Sanzioni e politica ideologica in campo

Martedì 10 dicembre, il neo Ministro dell’Energia bulgaro Vladmir Malinov, del governo tecnico insediato negli ultimi mesi, ha minacciato di chiudere il transito di gas verso l’Europa centrale, lasciando, di fatto, al freddo Serbia, Ungheria e parte dell’Austria. Solo pubblicità personale quando poi scopri che è questione di prezzo e non di principi. Secondo il ministro, la Bulgaria non gradisce più accettare pagamenti attraverso la Gazprombank. Ma nessun rifiuto totale. Pretende solo un canale alternativo a suo vantaggio, e pagamento in euro o leva (moneta bulgara), altrimenti il gasdotto verrà chiuso lasciando i Paesi senza gas, in pieno inverno. Azzardo politico se mai il Cremlino con Gazprom dovesse arrabbiarsi per davvero. Prima senza gas o senza ministro Malinov?

Nuove sanzioni targate Usa

Le ragioni di questa inattesa e pericolosa decisione vengono a quanto pare da lontano. Dal Ministero del Tesoro statunitense ha annunciato l’introduzione di nuove sanzioni proprio verso Gazprombank e le sue varie filiali, per cui il transito del gas, e soprattutto i pagamenti verso i Paesi Ue, potrebbero essere di fatto bloccati. Quindi nessun ministro sfidante, ma sfida ragionieristica: forme di pagamento alternative alle facili severità Usa sulla pelle altrui. Ed ecco la necessità di appoggiarsi ad altre società ed intermediari, per poter proseguire regolarmente con gli scambi, anche se non è garantito che anche questi non possano essere colpiti da sanzioni secondarie.

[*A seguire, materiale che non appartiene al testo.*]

PR #391, opened 2023-09-20
Valarray extended

chongchonghe:


.gitignore
BenWibking, line 1: Can you remove the changes to this file? We could change this, but I don't think it makes sense to do so in this PR.

src/valarray.hpp
```diff
@@ -153,4 +191,101 @@ template <typename T, int d> AMREX_GPU_HOST_DEVICE AMREX_FORCE_INLINE auto min(q
...
+// // do slicing with valarray, e.g. array_positive_terms = array[array > 0.]. Not working
+// template <typename T, int d>
+// AMREX_GPU_HOST_DEVICE AMREX_FORCE_INLINE auto operator[](quokka::valarray<T, d> const &v, quokka::valarray<bool, d> const &mask) -> quokka::valarray<T, d>
+// {
+//   quokka::valarray<T, d> sliced;
+//   for (size_t i = 0; i < v.size(); ++i) {
+//     sliced[i] = mask[i] ? v[i] : 0.;
+//   }
+//   return sliced;
+// }
```
BenWibking: Can you remove the commented-out code? This can be kept on a separate branch until it's working and you want to merge it. In general, we want to avoid commented-out code in the main branch (there are some places where it exists and should be removed, but we haven't gotten around to it).

src/valarray.hpp
```diff
@@ -153,4 +191,101 @@ template <typename T, int d> AMREX_GPU_HOST_DEVICE AMREX_FORCE_INLINE auto min(q
...
+  quokka::valarray<bool, d> comp;
+  for (size_t i = 0; i < a.size(); ++i) {
+    comp[i] = a[i] < scalar;
+  }
+  return comp;
+}
+
+// define fillin(valarray) for quokka::valarray
+template <typename T, int d> 
+AMREX_GPU_HOST_DEVICE AMREX_FORCE_INLINE void fillin(quokka::valarray<T, d> &v, T const &scalar)
```
BenWibking: Could you make this a static member function of `quokka::valarray`?

BenWibking (changes requested):

chongchonghe:
All modifications are done. Do I need to create a new PR? I don't see the option to. I suppose this PR is automatically updated.

src/valarray.hpp
BenWibking: You marked it `static`, but it is not a member function of `valarray`. Can you change this to `void valarray::fillin(...)`?

BenWibking:
> All modifications are done. Do I need to create a new PR? I don't see the option to. I suppose this PR is automatically updated.

It updates automatically.

See my new comment about `fillin`.

src/valarray.hpp
chongchonghe: Oh, that's what you mean. I was wondering about that since fillin apparently change the content of the array and shouldn't be 'static'.

chongchonghe: Not quite sure how. I tried `AMREX_GPU_HOST_DEVICE AMREX_FORCE_INLINE void valarray::fillin...` and `AMREX_GPU_HOST_DEVICE AMREX_FORCE_INLINE void quokka::valarray::fillin` but it didnt' work. It complained valarray is not defined, or quokka::valarray used without template arguments. I renamed fillin to valarray_fillin for now to avoid conflicting names. Let me know if you have more suggestions.

BenWibking:
Inside `namespace quokka {`, add:
```
// define fillin(valarray) for quokka::valarray
template <typename T, int d> 
AMREX_GPU_HOST_DEVICE AMREX_FORCE_INLINE void valarray<T, d>::fillin(quokka::valarray<T, d> &v, T const &scalar)
{
  for (size_t i = 0; i < v.size(); ++i) {
    v[i] = scalar;
  }
}
```

src/valarray.hpp
BenWibking: You have to define it within the `quokka` namespace. Member functions must also specify the template arguments like this `void valarray<T,d>::fillin(...)`. See the example code below.

BenWibking: There are some more examples here: https://learn.microsoft.com/en-us/cpp/cpp/class-templates?view=msvc-170#member-functions-of-class-templates and here: https://isocpp.org/wiki/faq/templates#class-templates

chongchonghe: Thanks. I used a different approach. Now fillin is a build in function of valarray. Use it like array.fill(value). Same thing with hasnan. Fully tested and working properly. How do you like it?

BenWibking (approved):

Al freddo Serbia, Ungheria e Austria?

Le autorità russe hanno immediatamente risposto, attraverso l’agenzia di stampa TASS, che non intendono in alcun modo interrompere il rapporto economico con la Bulgaria, poiché si tratterebbe di “una misura estrema”. Tuttavia, il limite per trovare un accordo è stato stabilito al prossimo 20 dicembre e per il momento, non solo non sono state trovate soluzioni alternative. Siete voi che dovente obbedire al ‘padrone Usa’, siene voi che dovete trovare la soluzione tecnica di pagamento, rileva Diana Mihaylova su InsideOver. Una situazione estremamente incerta, che preoccupa molti osservatori internazionali.

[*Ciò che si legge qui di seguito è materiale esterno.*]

PR #392, opened 2023-09-20
update the flowchart on the website

chongchonghe:
1. a prettier look
2. add routines of the radiation module


docs/flowchart-v2.jpg
BenWibking, line 1: Is it possible to put an SVG file in the documentation, rather than a JPEG?

chongchonghe: I made this with Keynote. Not quite straight forward to convert it to SVG. I attached a PDF which is much better quality and you can select and copy texts from it (I have to zip it otherwise it will be ignored by git).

Se l’Ungheria di Orban si arrabbia

Il ministro bulgaro prontamente obbediente, mentre nelle stesse ore Attila Holoda, ex vice segretario di stato per l’energia ed ex dirigente della compagnia ungherese di petrolio e gas MOL rivendica e di fatto minaccia. “L’Ungheria è diventata un hub commerciale per il gas russo”. Qualcuno vuol colpire gli interessi economici e non soltanto da uno Stato dell’Unione?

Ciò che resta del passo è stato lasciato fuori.